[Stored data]
BEGIN
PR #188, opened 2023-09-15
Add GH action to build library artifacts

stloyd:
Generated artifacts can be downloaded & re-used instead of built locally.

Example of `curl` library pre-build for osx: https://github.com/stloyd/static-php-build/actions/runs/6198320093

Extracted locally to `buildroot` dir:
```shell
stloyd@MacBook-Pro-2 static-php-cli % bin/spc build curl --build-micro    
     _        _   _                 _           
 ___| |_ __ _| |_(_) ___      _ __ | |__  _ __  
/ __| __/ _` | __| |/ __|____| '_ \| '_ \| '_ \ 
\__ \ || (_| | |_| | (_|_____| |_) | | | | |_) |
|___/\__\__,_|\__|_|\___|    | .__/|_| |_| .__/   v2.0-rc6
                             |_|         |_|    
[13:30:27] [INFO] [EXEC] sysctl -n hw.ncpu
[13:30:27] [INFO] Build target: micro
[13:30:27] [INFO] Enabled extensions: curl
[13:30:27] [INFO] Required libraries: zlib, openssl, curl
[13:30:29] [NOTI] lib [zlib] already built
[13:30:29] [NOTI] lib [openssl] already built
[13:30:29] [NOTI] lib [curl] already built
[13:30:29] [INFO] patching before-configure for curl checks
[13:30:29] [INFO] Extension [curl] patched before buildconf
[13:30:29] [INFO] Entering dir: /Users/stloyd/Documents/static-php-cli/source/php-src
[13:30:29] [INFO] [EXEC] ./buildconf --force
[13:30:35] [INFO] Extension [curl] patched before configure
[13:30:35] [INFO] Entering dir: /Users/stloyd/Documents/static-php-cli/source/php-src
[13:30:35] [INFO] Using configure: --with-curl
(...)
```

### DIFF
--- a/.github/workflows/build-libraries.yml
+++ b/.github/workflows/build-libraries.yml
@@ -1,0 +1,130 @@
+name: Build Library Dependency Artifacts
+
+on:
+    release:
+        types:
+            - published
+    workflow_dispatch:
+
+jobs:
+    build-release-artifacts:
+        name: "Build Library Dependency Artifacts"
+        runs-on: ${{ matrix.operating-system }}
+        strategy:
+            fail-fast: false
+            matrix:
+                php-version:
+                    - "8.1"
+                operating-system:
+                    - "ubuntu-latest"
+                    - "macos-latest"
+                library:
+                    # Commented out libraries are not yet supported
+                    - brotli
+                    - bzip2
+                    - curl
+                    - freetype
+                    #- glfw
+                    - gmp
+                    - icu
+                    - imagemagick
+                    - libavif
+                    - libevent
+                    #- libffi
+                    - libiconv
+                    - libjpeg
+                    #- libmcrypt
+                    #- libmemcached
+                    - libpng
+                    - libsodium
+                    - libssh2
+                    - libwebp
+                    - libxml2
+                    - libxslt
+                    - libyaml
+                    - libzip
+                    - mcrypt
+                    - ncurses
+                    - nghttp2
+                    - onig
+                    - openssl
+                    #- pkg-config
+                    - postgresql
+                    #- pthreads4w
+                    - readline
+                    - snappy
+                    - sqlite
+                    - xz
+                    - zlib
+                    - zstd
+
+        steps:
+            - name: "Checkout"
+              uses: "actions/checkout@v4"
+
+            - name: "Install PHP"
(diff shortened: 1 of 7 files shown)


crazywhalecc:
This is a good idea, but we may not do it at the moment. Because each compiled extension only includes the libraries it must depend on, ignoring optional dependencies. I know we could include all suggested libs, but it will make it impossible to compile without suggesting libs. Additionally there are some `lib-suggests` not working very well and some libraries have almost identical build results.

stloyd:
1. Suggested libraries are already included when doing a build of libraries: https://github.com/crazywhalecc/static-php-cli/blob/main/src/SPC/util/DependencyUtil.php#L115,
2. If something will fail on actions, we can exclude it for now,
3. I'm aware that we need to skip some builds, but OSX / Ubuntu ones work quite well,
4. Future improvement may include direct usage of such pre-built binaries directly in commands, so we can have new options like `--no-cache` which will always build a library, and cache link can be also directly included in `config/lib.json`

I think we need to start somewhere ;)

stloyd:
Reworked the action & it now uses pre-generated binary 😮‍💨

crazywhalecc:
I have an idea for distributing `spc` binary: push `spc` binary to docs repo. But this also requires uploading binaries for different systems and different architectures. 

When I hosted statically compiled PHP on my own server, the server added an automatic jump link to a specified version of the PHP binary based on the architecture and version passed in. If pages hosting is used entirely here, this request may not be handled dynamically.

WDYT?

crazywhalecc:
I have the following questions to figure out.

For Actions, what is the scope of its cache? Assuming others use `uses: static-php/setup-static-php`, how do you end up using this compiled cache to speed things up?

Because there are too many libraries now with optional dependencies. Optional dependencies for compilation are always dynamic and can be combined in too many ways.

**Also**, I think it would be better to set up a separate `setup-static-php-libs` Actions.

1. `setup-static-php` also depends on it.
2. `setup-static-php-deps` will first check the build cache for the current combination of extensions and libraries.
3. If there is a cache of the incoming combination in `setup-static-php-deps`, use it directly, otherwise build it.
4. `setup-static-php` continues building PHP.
END
* Your goal *
Within the records, count the lines that include the word "name". Answer with the number only.

* Expected answer *
4